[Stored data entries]
PR #873, opened 2023-03-27
Send event notifications in receivers language

### LINKED ISSUE #582: Notifications not sent in receiver's language
`notify_project_event_subscribers()` send emails without configuring gettext first for the recipient's desired language. Usually this function gets called indirectly by `automodify.php` and thus sends emails in English regardless of the user's language which is not ideal, but it can get called indirectly from a user action with that user's language which might be French which is decidedly less ideal for most of our community.

The fix for this is two-fold:
1. In `notify_project_event_subscribers()`, move anything that might generate a translated string into the per-recipient while loop (this includes the call to `get_label_for_event()` and the switch statement) and then call `configure_gettext_for_user($username)` at the beginning of each loop iteration. Remember to call `configure_gettext_for_user()` after the while loop to reset to the current user's language.
2. For the strings generated by `get_label_for_event()` to be translated, the `$subscribable_project_events` global needs to be moved into a function (eg `get_subscribable_project_events()` that returns `$subscribable_project_events`). This ensures that the strings are translated into the correct language at call time rather than at array initialization in the global context (which will always be in English for pgdp.net).
   * Be sure to update the following files that use the global to now call the function instead:
     * `pinc/user_project_info.inc`
     * `project.php`
     * `tools/site_admin/copy_pages.php`
     * `tools/set_project_event_subs.php`

windymilla:
Put string generating code inside recipient loop.
Use function instead of global for event labels so they are translated at call time.

Fixes #582 

[Sandbox](https://www.pgdp.org/~windymilla/c.branch/event-lang)

Note that the popup of email contents on TEST is not seen for event notifications (possibly due to the delayed redirection) so the sandbox has a small additional hack to write the contents of the email to a file in /tmp. Name of file contains email address and timestamp to aid testing.

### DIFF
--- a/pinc/user_project_info.inc
+++ b/pinc/user_project_info.inc
@@ -54,20 +54,25 @@ function upi_set_t_latest_page_event($username, $projectid, $timestamp)
 
 // XXXXXXXXXXXXXXXXXXXXXXXXXXXXXXXXXXXXXXXXXXXXXXXXXXXXXXXXXXXXXXXXXXXXXXXXXXXXX
 
-$subscribable_project_events = [
-    'round_available' => _("Project becomes available in a round"),
-    'round_complete' => _("Project finishes a round"),
-    'pp_enter' => _("Project enters Post-Processing stage"),
-    'sr_available' => _("Project becomes available for Smooth Reading"),
-    'sr_reported' => _("User has uploaded a Smooth Reading report"),
-    'sr_complete' => _("Project finishes Smooth Reading"),
-    'ppv_enter' => _("Project enters Post-Processing Verification stage"),
-    'posted' => _("Project posted to Project Gutenberg"),
-];
+
+function get_subscribable_project_events()
+{
+    $subscribable_project_events = [
+        'round_available' => _("Project becomes available in a round"),
+        'round_complete' => _("Project finishes a round"),
+        'pp_enter' => _("Project enters Post-Processing stage"),
+        'sr_available' => _("Project becomes available for Smooth Reading"),
+        'sr_reported' => _("User has uploaded a Smooth Reading report"),
+        'sr_complete' => _("Project finishes Smooth Reading"),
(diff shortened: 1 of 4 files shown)


chrismiceli (approved):

pinc/user_project_info.inc
```diff
@@ -247,10 +253,10 @@ function notify_project_event_subscribers($project, $event, $extras = [])
...
 
 function get_n_users_subscribed_to_events_for_project($projectid)
-// Return an array: keys are the same as $subscribable_project_events,
+// Return an array: keys are the same as array returned by get_subscribable_project_events(),
 // each value is the number of subscriptions to that event for the given project.
 {
-    global $subscribable_project_events;
+    $subscribable_project_events = get_subscribable_project_events();
     $items = [];
     foreach ($subscribable_project_events as $event => $label) {
```
cpeel, line 261: What you have works great. Note that you could have also removed the variable entirely with:
```php
foreach (get_subscribable_project_events() as $event => $label) {
```

cpeel (approved):

srjfoo (approved):

srjfoo:
@cpeel -- there are a handful of messages that aren't localized yet that probably should be. Do you feel like those need to be tested before this code is merged?

70ray (approved):

srjfoo:
> > @cpeel -- there are a handful of messages that aren't localized yet that probably should be. Do you feel like those need to be tested before this code is merged?
> 
> Not sure I understand "tested" in this context. I don't think we need to test this change with updated localized strings before this goes in. I could see us wanting to hold off on this being released into production until the strings in this file are localized (since they are so user visible) but I see that as a function of knowing how much lead time we need between merge and the next rollout to PROD. Does that answer your question?

Yes. And I think we have plenty of lead time. If I don't manage to get the relevant strings updated in time, the announcement can just say that string translation updates are in progress.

#### YOUR ASSIGNMENT:
Copy all lines of the records that have the string "think" in them.

#### SOLUTION TO THIS PROBLEM:
> Not sure I understand "tested" in this context. I don't think we need to test this change with updated localized strings before this goes in. I could see us wanting to hold off on this being released into production until the strings in this file are localized (since they are so user visible) but I see that as a function of knowing how much lead time we need between merge and the next rollout to PROD. Does that answer your question?
Yes. And I think we have plenty of lead time. If I don't manage to get the relevant strings updated in time, the announcement can just say that string translation updates are in progress.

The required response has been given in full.